*** Provided information ***

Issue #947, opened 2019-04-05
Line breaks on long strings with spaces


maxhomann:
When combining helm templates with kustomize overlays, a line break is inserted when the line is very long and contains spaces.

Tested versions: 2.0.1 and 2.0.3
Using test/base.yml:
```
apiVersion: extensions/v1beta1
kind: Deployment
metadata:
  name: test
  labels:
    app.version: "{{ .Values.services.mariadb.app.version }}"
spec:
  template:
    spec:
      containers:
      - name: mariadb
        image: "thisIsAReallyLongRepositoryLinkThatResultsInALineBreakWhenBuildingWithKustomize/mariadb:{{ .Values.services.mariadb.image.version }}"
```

***

**What is being asked:** In full and word for word, output the material.

**Written answer:**
Issue #947, opened 2019-04-05
Line breaks on long strings with spaces


maxhomann:
When combining helm templates with kustomize overlays, a line break is inserted when the line is very long and contains spaces.

Tested versions: 2.0.1 and 2.0.3
Using test/base.yml:
```
apiVersion: extensions/v1beta1
kind: Deployment
metadata:
  name: test
  labels:
    app.version: "{{ .Values.services.mariadb.app.version }}"
spec:
  template:
    spec:
      containers:
      - name: mariadb
        image: "thisIsAReallyLongRepositoryLinkThatResultsInALineBreakWhenBuildingWithKustomize/mariadb:{{ .Values.services.mariadb.image.version }}"
```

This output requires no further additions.